(PROBLEM TO WORK ON): When you reach the records, transcribe all of them exactly.

(MATERIALS PROVIDED):
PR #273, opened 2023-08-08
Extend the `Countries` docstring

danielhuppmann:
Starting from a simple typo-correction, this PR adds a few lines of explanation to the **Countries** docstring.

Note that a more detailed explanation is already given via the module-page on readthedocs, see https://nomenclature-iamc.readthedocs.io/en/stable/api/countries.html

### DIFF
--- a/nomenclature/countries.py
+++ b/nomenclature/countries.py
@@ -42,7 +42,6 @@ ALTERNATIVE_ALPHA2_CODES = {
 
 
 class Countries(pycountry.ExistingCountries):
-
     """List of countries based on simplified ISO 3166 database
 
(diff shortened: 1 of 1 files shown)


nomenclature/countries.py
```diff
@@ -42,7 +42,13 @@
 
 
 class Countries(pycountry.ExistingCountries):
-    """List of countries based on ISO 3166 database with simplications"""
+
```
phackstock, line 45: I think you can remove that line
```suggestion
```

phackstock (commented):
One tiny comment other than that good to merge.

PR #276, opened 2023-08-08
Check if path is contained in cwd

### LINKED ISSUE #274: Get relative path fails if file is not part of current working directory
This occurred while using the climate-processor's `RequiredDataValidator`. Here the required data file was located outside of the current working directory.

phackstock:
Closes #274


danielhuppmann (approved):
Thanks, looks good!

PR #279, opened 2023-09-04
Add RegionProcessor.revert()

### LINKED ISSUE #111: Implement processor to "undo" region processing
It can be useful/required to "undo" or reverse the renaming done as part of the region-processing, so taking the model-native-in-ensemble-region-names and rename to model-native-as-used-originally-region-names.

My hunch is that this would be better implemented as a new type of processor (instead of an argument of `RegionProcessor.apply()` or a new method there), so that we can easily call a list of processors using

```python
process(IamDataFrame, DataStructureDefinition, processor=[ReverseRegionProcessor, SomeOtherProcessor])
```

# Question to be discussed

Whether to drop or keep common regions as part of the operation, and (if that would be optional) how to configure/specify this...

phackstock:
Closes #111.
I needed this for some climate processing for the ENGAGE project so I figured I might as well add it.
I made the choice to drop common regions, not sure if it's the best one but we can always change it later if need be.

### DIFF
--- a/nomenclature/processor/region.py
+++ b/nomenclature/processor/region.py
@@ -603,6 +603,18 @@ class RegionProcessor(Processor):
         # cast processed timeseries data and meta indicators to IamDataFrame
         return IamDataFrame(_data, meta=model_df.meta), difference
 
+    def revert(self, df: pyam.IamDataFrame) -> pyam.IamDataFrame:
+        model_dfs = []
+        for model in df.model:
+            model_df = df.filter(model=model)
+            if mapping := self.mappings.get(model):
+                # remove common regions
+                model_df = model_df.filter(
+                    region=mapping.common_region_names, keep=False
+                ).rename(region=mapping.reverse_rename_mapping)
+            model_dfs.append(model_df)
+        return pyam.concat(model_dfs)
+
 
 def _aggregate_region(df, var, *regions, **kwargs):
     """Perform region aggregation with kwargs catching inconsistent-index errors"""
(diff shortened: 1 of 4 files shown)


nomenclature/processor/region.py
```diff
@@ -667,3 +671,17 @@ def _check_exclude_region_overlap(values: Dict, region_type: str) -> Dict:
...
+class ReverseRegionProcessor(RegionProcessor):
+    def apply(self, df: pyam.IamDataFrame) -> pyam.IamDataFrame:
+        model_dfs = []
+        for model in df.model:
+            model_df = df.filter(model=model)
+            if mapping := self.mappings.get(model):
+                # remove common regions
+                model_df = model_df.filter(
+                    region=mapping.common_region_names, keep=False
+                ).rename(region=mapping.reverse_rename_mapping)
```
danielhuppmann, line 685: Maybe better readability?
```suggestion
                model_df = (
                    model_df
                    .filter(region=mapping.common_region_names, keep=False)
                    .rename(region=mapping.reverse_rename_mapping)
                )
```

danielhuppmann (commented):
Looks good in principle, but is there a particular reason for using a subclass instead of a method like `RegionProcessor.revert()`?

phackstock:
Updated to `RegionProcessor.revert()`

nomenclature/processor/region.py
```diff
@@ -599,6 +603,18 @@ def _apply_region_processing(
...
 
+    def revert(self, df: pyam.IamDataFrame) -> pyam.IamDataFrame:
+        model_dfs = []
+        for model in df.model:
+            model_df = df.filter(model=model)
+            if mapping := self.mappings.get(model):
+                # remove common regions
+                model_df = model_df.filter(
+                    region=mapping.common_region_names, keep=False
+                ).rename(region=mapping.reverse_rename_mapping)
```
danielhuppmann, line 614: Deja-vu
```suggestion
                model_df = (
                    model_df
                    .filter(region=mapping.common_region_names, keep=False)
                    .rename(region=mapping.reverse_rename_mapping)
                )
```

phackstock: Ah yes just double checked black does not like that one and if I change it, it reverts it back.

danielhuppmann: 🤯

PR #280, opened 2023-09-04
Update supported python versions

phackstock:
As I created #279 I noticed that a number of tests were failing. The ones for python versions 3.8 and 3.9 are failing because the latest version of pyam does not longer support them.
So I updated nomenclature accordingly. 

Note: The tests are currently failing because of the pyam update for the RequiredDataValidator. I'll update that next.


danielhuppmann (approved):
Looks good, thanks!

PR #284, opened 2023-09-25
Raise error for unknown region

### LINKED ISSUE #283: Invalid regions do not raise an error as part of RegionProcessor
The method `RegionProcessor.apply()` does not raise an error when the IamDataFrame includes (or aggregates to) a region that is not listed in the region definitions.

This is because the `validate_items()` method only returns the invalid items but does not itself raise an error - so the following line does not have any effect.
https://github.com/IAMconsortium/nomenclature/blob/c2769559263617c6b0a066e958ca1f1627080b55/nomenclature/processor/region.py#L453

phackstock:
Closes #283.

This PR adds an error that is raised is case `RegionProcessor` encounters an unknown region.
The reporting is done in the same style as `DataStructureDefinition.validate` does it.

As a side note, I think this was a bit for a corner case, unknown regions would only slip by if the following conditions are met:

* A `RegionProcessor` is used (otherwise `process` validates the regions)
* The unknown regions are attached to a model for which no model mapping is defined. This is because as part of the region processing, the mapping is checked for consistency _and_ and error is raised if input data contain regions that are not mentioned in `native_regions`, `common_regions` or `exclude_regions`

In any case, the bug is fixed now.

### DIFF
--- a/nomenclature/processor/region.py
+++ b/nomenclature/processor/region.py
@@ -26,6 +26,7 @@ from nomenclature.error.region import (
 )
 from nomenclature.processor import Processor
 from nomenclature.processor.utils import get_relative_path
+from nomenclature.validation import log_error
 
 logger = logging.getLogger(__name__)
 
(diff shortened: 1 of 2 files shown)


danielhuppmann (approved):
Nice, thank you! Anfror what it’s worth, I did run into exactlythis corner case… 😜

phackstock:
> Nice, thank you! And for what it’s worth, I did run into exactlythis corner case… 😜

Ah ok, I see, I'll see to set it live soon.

(REPLY TO THE EXERCISE):
PR #273, opened 2023-08-08
Extend the `Countries` docstring

danielhuppmann:
Starting from a simple typo-correction, this PR adds a few lines of explanation to the **Countries** docstring.

Note that a more detailed explanation is already given via the module-page on readthedocs, see https://nomenclature-iamc.readthedocs.io/en/stable/api/countries.html

### DIFF
--- a/nomenclature/countries.py
+++ b/nomenclature/countries.py
@@ -42,7 +42,6 @@ ALTERNATIVE_ALPHA2_CODES = {
 
 
 class Countries(pycountry.ExistingCountries):
-
     """List of countries based on simplified ISO 3166 database
 
(diff shortened: 1 of 1 files shown)


nomenclature/countries.py
```diff
@@ -42,7 +42,13 @@
 
 
 class Countries(pycountry.ExistingCountries):
-    """List of countries based on ISO 3166 database with simplications"""
+
```
phackstock, line 45: I think you can remove that line
```suggestion
```

phackstock (commented):
One tiny comment other than that good to merge.

PR #276, opened 2023-08-08
Check if path is contained in cwd

### LINKED ISSUE #274: Get relative path fails if file is not part of current working directory
This occurred while using the climate-processor's `RequiredDataValidator`. Here the required data file was located outside of the current working directory.

phackstock:
Closes #274


danielhuppmann (approved):
Thanks, looks good!

PR #279, opened 2023-09-04
Add RegionProcessor.revert()

### LINKED ISSUE #111: Implement processor to "undo" region processing
It can be useful/required to "undo" or reverse the renaming done as part of the region-processing, so taking the model-native-in-ensemble-region-names and rename to model-native-as-used-originally-region-names.

My hunch is that this would be better implemented as a new type of processor (instead of an argument of `RegionProcessor.apply()` or a new method there), so that we can easily call a list of processors using

```python
process(IamDataFrame, DataStructureDefinition, processor=[ReverseRegionProcessor, SomeOtherProcessor])
```

# Question to be discussed

Whether to drop or keep common regions as part of the operation, and (if that would be optional) how to configure/specify this...

phackstock:
Closes #111.
I needed this for some climate processing for the ENGAGE project so I figured I might as well add it.
I made the choice to drop common regions, not sure if it's the best one but we can always change it later if need be.

### DIFF
--- a/nomenclature/processor/region.py
+++ b/nomenclature/processor/region.py
@@ -603,6 +603,18 @@ class RegionProcessor(Processor):
         # cast processed timeseries data and meta indicators to IamDataFrame
         return IamDataFrame(_data, meta=model_df.meta), difference
 
+    def revert(self, df: pyam.IamDataFrame) -> pyam.IamDataFrame:
+        model_dfs = []
+        for model in df.model:
+            model_df = df.filter(model=model)
+            if mapping := self.mappings.get(model):
+                # remove common regions
+                model_df = model_df.filter(
+                    region=mapping.common_region_names, keep=False
+                ).rename(region=mapping.reverse_rename_mapping)
+            model_dfs.append(model_df)
+        return pyam.concat(model_dfs)
+
 
 def _aggregate_region(df, var, *regions, **kwargs):
     """Perform region aggregation with kwargs catching inconsistent-index errors"""
(diff shortened: 1 of 4 files shown)


nomenclature/processor/region.py
```diff
@@ -667,3 +671,17 @@ def _check_exclude_region_overlap(values: Dict, region_type: str) -> Dict:
...
+class ReverseRegionProcessor(RegionProcessor):
+    def apply(self, df: pyam.IamDataFrame) -> pyam.IamDataFrame:
+        model_dfs = []
+        for model in df.model:
+            model_df = df.filter(model=model)
+            if mapping := self.mappings.get(model):
+                # remove common regions
+                model_df = model_df.filter(
+                    region=mapping.common_region_names, keep=False
+                ).rename(region=mapping.reverse_rename_mapping)
```
danielhuppmann, line 685: Maybe better readability?
```suggestion
                model_df = (
                    model_df
                    .filter(region=mapping.common_region_names, keep=False)
                    .rename(region=mapping.reverse_rename_mapping)
                )
```

danielhuppmann (commented):
Looks good in principle, but is there a particular reason for using a subclass instead of a method like `RegionProcessor.revert()`?

phackstock:
Updated to `RegionProcessor.revert()`

nomenclature/processor/region.py
```diff
@@ -599,6 +603,18 @@ def _apply_region_processing(
...
 
+    def revert(self, df: pyam.IamDataFrame) -> pyam.IamDataFrame:
+        model_dfs = []
+        for model in df.model:
+            model_df = df.filter(model=model)
+            if mapping := self.mappings.get(model):
+                # remove common regions
+                model_df = model_df.filter(
+                    region=mapping.common_region_names, keep=False
+                ).rename(region=mapping.reverse_rename_mapping)
```
danielhuppmann, line 614: Deja-vu
```suggestion
                model_df = (
                    model_df
                    .filter(region=mapping.common_region_names, keep=False)
                    .rename(region=mapping.reverse_rename_mapping)
                )
```

phackstock: Ah yes just double checked black does not like that one and if I change it, it reverts it back.

danielhuppmann: 🤯

PR #280, opened 2023-09-04
Update supported python versions

phackstock:
As I created #279 I noticed that a number of tests were failing. The ones for python versions 3.8 and 3.9 are failing because the latest version of pyam does not longer support them.
So I updated nomenclature accordingly. 

Note: The tests are currently failing because of the pyam update for the RequiredDataValidator. I'll update that next.


danielhuppmann (approved):
Looks good, thanks!

PR #284, opened 2023-09-25
Raise error for unknown region

### LINKED ISSUE #283: Invalid regions do not raise an error as part of RegionProcessor
The method `RegionProcessor.apply()` does not raise an error when the IamDataFrame includes (or aggregates to) a region that is not listed in the region definitions.

This is because the `validate_items()` method only returns the invalid items but does not itself raise an error - so the following line does not have any effect.
https://github.com/IAMconsortium/nomenclature/blob/c2769559263617c6b0a066e958ca1f1627080b55/nomenclature/processor/region.py#L453

phackstock:
Closes #283.

This PR adds an error that is raised is case `RegionProcessor` encounters an unknown region.
The reporting is done in the same style as `DataStructureDefinition.validate` does it.

As a side note, I think this was a bit for a corner case, unknown regions would only slip by if the following conditions are met:

* A `RegionProcessor` is used (otherwise `process` validates the regions)
* The unknown regions are attached to a model for which no model mapping is defined. This is because as part of the region processing, the mapping is checked for consistency _and_ and error is raised if input data contain regions that are not mentioned in `native_regions`, `common_regions` or `exclude_regions`

In any case, the bug is fixed now.

### DIFF
--- a/nomenclature/processor/region.py
+++ b/nomenclature/processor/region.py
@@ -26,6 +26,7 @@ from nomenclature.error.region import (
 )
 from nomenclature.processor import Processor
 from nomenclature.processor.utils import get_relative_path
+from nomenclature.validation import log_error
 
 logger = logging.getLogger(__name__)
 
(diff shortened: 1 of 2 files shown)


danielhuppmann (approved):
Nice, thank you! Anfror what it’s worth, I did run into exactlythis corner case… 😜

phackstock:
> Nice, thank you! And for what it’s worth, I did run into exactlythis corner case… 😜

Ah ok, I see, I'll see to set it live soon.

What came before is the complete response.